You may deploy the two stacks into different regions, or into the same region (i.e. us-east-1).
- Amazon Bedrock (Anthropic Claude Sonnet 4.6)
- Amazon Neptune (Serverless)
- Amazon Textract
- Amazon DynamoDB
- AWS Step Functions
- AWS Lambda
- Amazon Elastic Container Service (ECS Fargate)

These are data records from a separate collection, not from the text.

Issue #155, opened 2025-05-06
Errors unless providing a specific issue URL


scopendo:
### Environment

Windsurf Version: 1.8.102+next.ac2f9318a9
OS: macOS 15.4.1

### Steps to Reproduce

1. Add sentry-mcp to Windsurf

```json
{
    "mcpServers": {
        "Sentry": {
            "command": "npx",
            "args": ["mcp-remote", "https://mcp.sentry.dev/sse"]
        }
    }
}
```

2. Simple prompt like "what organisations do I have in Sentry?"

Note I tried deleting `~/.mcp-auth` as mentioned on another issue.

### Expected Result

Expected to get a list of the organisations.

### Actual Result

```
MCP Tool: Sentry / list_organizations
Ran with these arguments:
{}
Output
MCP error -32602: Invalid arguments for tool list_organizations: [ { "code": "invalid_type", "expected": "object", "received": "undefined", "path": [], "message": "Required" } ] (Code -32602)

MCP error -32602: Invalid arguments for tool list_organizations: [ { "code": "invalid_type", "expected": "object", "received": "undefined", "path": [], "message": "Required" } ] (Code -32602)
It looks like there was an error when trying to fetch your Sentry organizations. This could be due to a temporary issue or a missing configuration.

To proceed, please ensure:

You are authenticated with Sentry in your environment.
Any required API keys or credentials are set up.
If you have this information or want to try again, let me know! If you want to manually check, you can also visit https://sentry.io/organizations/ to see your organizations directly.
```

### Additional info

Other prompts fail too like:

Prompt: what is the latest issue in Sentry for project [redacted-org-slug]/[redacted-project-slug]

```
I'll check the latest issue in Sentry for the [redacted] mobile app. Let me query Sentry for this information.

MCP Tool: Sentry / list_issues
Ran with these arguments:
{
  "organizationSlug": "redacted-org-slug",
  "projectSlug": "redacted-project-slug",
  "sortBy": "last_seen"
}
Output
Error

There was a 400 error with the your request to the Sentry API.

You do not have access to query across multiple projects. Please select a project for your query.

If you believe this was a genuine error, please report the following to the user for the Sentry team:

Event ID: 109f3fdac020499cb857483d074e766e
```

Note that getting details of an issue by its URL is working fine, which suggests to me that authorisation is fine.  The agent calls "get_issue_details" and is able to give the right summary.

dcramer:
Does windsurf tell you what model it’s using?

[...]

PR #158, opened 2025-05-06
Support regions on API calls

dcramer:
Refs #155

### DIFF
--- a/packages/mcp-cloudflare/package.json
+++ b/packages/mcp-cloudflare/package.json
@@ -4,9 +4,7 @@
   "private": true,
   "type": "module",
   "license": "FSL-1.1-ALv2",
-  "files": [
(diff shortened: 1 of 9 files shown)


dcramer:
followups we should explore:

1. Cache list_organizations in the DO
2. Have all tool calls require an organizationSlug, implying they should always call list_organizations first
3. Make regionUrl required

packages/mcp-cloudflare/package.json
```diff
@@ -4,9 +4,7 @@
   "private": true,
   "type": "module",
   "license": "FSL-1.1-ALv2",
-  "files": [
-    "./dist/*"
-  ],
+  "files": ["./dist/*"],
```
dcramer, line 7: noidea.jpg

PR #981, opened 2020-08-19
Catch OperationCancelledException

terencefan:


src/Microsoft.Azure.SignalR/HubHost/ServiceHubDispatcher.cs
```diff
@@ -76,15 +76,24 @@ public async Task ShutdownAsync()
...
+            {
+                var source = new CancellationTokenSource(_options.GracefulShutdown.Timeout);
 
-            await Task.WhenAny(
-                OfflineAndWaitForCompletedAsync(_options.GracefulShutdown.Mode),
-                Task.Delay(TimeSpan.FromHours(1), source.Token)
-            );
+                await Task.WhenAny(
+                    OfflineAndWaitForCompletedAsync(_options.GracefulShutdown.Mode),
+                    Task.Delay(TimeSpan.FromDays(1), source.Token)
```
vicancy, line 85: is 1 day too long for an application shutdown? I would say 5 minutes....

src/Microsoft.Azure.SignalR/HubHost/ServiceHubDispatcher.cs
```diff
@@ -76,15 +76,24 @@ public async Task ShutdownAsync()
...
+                );
 
-            await _serviceConnectionManager.StopAsync();
+                await Task.WhenAny(
+                    _serviceConnectionManager.StopAsync(),
```
vicancy, line 89: how about `StopAsync` to accept CancellationToken parameter

src/Microsoft.Azure.SignalR/HubHost/ServiceHubDispatcher.cs
vicancy, line 85: `Timeout.InfiniteTimeSpan`, there is also an `OrTimeout` extension method to leverage

src/Microsoft.Azure.SignalR/HubHost/ServiceHubDispatcher.cs
```diff
@@ -76,15 +76,24 @@ public async Task ShutdownAsync()
                 return;
             }
 
-            using CancellationTokenSource source = new CancellationTokenSource();
-            source.CancelAfter(_options.GracefulShutdown.Timeout);
+            try
+            {
+                var source = new CancellationTokenSource(_options.GracefulShutdown.Timeout);
```
vicancy, line 82: how about adding an info log here to notify customer that we are entering graceful shutdown?

src/Microsoft.Azure.SignalR/HubHost/ServiceHubDispatcher.cs
```diff
@@ -76,15 +76,24 @@ public async Task ShutdownAsync()
...
 
-            await _serviceConnectionManager.StopAsync();
+                await Task.WhenAny(
+                    _serviceConnectionManager.StopAsync(),
+                    Task.Delay(TimeSpan.FromDays(1), source.Token)
+                );
+            }
+            catch (OperationCanceledException)
+            {
+                _logger.LogWarning("GracefulShutdownTimeout reached, all existing connections will be dropped immediately.");
```
vicancy, line 95: also have the value of `_options.GracefulShutdown.Timeout` in the log message?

- Amazon Simple Queue Service (SQS)
- Amazon EventBridge
- Amazon Simple Storage Service (S3)
- Amazon CloudFront
- AWS WAF
- Amazon VPC
- Amazon API Gateway
- AWS Identity and Access Management
- Python — You will require Python 3 and above.
- Node — You will require v18.0.0 and above.
- Docker — You will require v24.0.0 and above with Docker Buildx, and have the docker daemon running.
- uv — Python package manager used for this project. Install via
pip install uvor see uv installation guide.
To deploy the solution (it takes approximately 30 mins):
$ ./deploy.sh <aws region to deploy main application stack>
To destroy the solution:
$ ./destroy.sh <aws region where main application stack was deployed>
If you encounter deletion failure due to S3 buckets not empty, this could be due to access log files written to the S3 buckets after they were emptied as part of the cdk destroy process. If this happens, just empty those buckets and re-run the clean up command again.